In Iceland the wind is so strong I can hardly keep the car on the road, I am with Berthora and Thor. We are trying to explore the imaginary animal within us, the animal that could have been in this landscape if humans remained as fluid as the landscape it inhabits. The kind of creatures Ovid talks of in his Metamorphoses ‘from beast to men, from men to beast, but always it keeps on living. As the pliant wax is stamped with new designs and is no longer what once it was, but changes form’
The memories of such creatures are in all of us from folk tales told to us as children but for my family even more so, having grown up with fishermen and their tall tales of the sea. Mermaids never far from our minds. Borges in his Book of Imaginary Beings tells us ‘the zoo of mythological creatures is never ending as the combination of creatures is infinite, only limited by our boredom or disgust.’

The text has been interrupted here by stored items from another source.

PR #197, opened 2024-06-18
fix #196

### LINKED ISSUE #196: Serial port operation has different performance in (windows10 \ MacOS)
The purpose of setting a timeout when using serialport scratch for serial communication is to prevent read operations from waiting indefinitely when no data arrives. If there is data, respond immediately and reset the timeout time. It is normal for me in MAC OS, but in Windows 10 system, even if there is data, I still need to wait until the timeout is reached before obtaining the data for the second read

```
use serialport;
use std::io::{self, Read, Write};
use std::thread;
use std::time::Duration;

use std::{
    // collections::HashMap,
    sync::{
        // mpsc::{Receiver, Sender, TryRecvError},
        Arc,
        Mutex,
    },
};

macro_rules! log {
    ($($arg:tt)*) => {
        println!(
            "{} ==> {}",
            chrono::Local::now().format("%Y-%m-%d %H:%M:%S%.3f"),
            format_args!($($arg)*)
        )
    };
}

fn main() {
    println!("Please press enter key：");

    let port_path = "COM1";
    let port = serialport::new(port_path, 115_200)
        .parity(serialport::Parity::None)
        .data_bits(serialport::DataBits::Eight)
        .stop_bits(serialport::StopBits::One)
        .flow_control(serialport::FlowControl::None)
        .timeout(Duration::from_millis(3000))
        .open()
        .unwrap();

    let shared_port = Arc::new(Mutex::new(port));

    let read_port = Arc::clone(&shared_port);

    let read_thread = thread::spawn(move || {
        let mut serial = read_port.lock().unwrap().try_clone().unwrap();
        loop {
            let mut buffer = [0u8; 2048];
            match serial.read(&mut buffer) {
                Ok(size) => {
                    log!("Read {} bytes: {:?}", size, &buffer[..size]);
                }

                Err(_err) => {
                    // log!("Error ! {:?}", &err);
                }
            };
            thread::sleep(Duration::from_millis(200));
        }
    });

    let write_port = Arc::clone(&shared_port);

    let write_thread = thread::spawn(move || {
        let value = [0x1b, 0x03, 0x00, 0x00, 0x1e];
        let mut serial = write_port.lock().unwrap().try_clone().unwrap();
        loop {
            let mut input = String::new();
            io::stdin().read_line(&mut input).unwrap();
            log!("<=== your press time {}", input);

            match serial.write(&value) {
                Ok(size) => {
                    log!("write success  size {}", size);
                }
                Err(error) => {
                    log!("write err  {:?}", &error);
                }
            };
            thread::sleep(Duration::from_millis(100));
        }
    });

    if let Err(e) = read_thread.join() {
        eprintln!("Read thread panicked: {:?}", e);
    }

    if let Err(e) = write_thread.join() {
        eprintln!("Write thread panicked: {:?}", e);
    }
}
```
windows
image
Mac
image

The same operation is very fast in Mac, and in Windows, it is necessary to reread and call the read method after timeout to obtain data, and the write operation is also very time-consuming.

antonio-quarta:
I think that this commit would fix the issue #196

As reported here:
https://learn.microsoft.com/en-us/windows/win32/api/winbase/ns-winbase-commtimeouts

> A value of MAXDWORD, combined with zero values for both the ReadTotalTimeoutConstant and ReadTotalTimeoutMultiplier members, specifies that the read operation is to return immediately with the bytes that have already been received, even if no bytes have been received.

### DIFF
--- a/src/windows/com.rs
+++ b/src/windows/com.rs
@@ -10,7 +10,7 @@ use winapi::um::handleapi::*;
 use winapi::um::processthreadsapi::GetCurrentProcess;
 use winapi::um::winbase::*;
 use winapi::um::winnt::{
-    DUPLICATE_SAME_ACCESS, FILE_ATTRIBUTE_NORMAL, GENERIC_READ, GENERIC_WRITE, HANDLE,
+    DUPLICATE_SAME_ACCESS, FILE_ATTRIBUTE_NORMAL, GENERIC_READ, GENERIC_WRITE, HANDLE, MAXDWORD,
 };
 
 use crate::windows::dcb;
@@ -243,7 +243,7 @@ impl SerialPort for COMPort {
         let milliseconds = timeout.as_millis();
 
         let mut timeouts = COMMTIMEOUTS {
-            ReadIntervalTimeout: 0,
+            ReadIntervalTimeout: MAXDWORD,
             ReadTotalTimeoutMultiplier: 0,
             ReadTotalTimeoutConstant: milliseconds as DWORD,
             WriteTotalTimeoutMultiplier: 0,


sirhcel:
Thank you very much for looking into this and creating this PR @antonio-quarta! With #79, we've had a similar one around for quite a while and I've integrated this one about the time you created yours.

The changes from #79 already got released with [4.4.0](https://github.com/serialport/serialport-rs/releases/tag/v4.4.0). Does this solve the issue for you as well?

RossSmyth:
Yeah this has already been fixed in the latest release, so I would say this PR should probably be closed.

sirhcel:
> The changes from #79 already got released with [4.4.0](https://github.com/serialport/serialport-rs/releases/tag/v4.4.0). Does this solve the issue for you as well? Or is there a special reason for leaving `ReadTotalTimeoutMultiplier` at 0 instead of setting it to `MAXDWORD` as mentioned in the citation in the description?

I read the citation wrong in the first place. What it says is what we are doing with #79 and I will close #196.

antonio-quarta:
Sorry for late response, thank you for fixing this! 👍

Issue #136, opened 2025-05-20
ruby partials


Evanfeenstra:
we need RENDERS edges from .haml, .rb, .rb etc for "partials", which are like partial HTML sections

the erb treesitter is not very good... i think we need to search strings for `partial: `, or use LSP

jordan-ae:
Hello can I work on this?

PR #378, opened 2025-07-14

I am nervous, the weather is bad and I am responsible. They don’t seem to be worried- they are excited. We get out of the car I know where I want to go I’ve been here before many times testing, shooting, looking.
We all feel the landscape it seems primal unformed, not yet settled.
We walk to the water’s edge. Berthora excitedly jumps onto a rock a little out into the water. She falls and slips deep into the freezing cold water. I quickly pull her out, strip the wet clothes from her body, wrap blankets around her, dress her again and give her lots of hot tea. We are in the car again, not a single photo taken. We decide to go where the earth is hot. We drive along, the car out of control. We crawl on our hands and knees up the hill sheltering from the wind. It will blow us over if we stand tall. Are we at the border of our condition as a human being?
There is no need to ask them to perform they are only trying to spontaneously survive out here we take some photographs. I am the photographer I gain some control over the situation, composing, exposing, talking, and making sure to do what is needed. Images emerging from the earth. This process is repeated.
It is only through this repeated action that eventually I start to see.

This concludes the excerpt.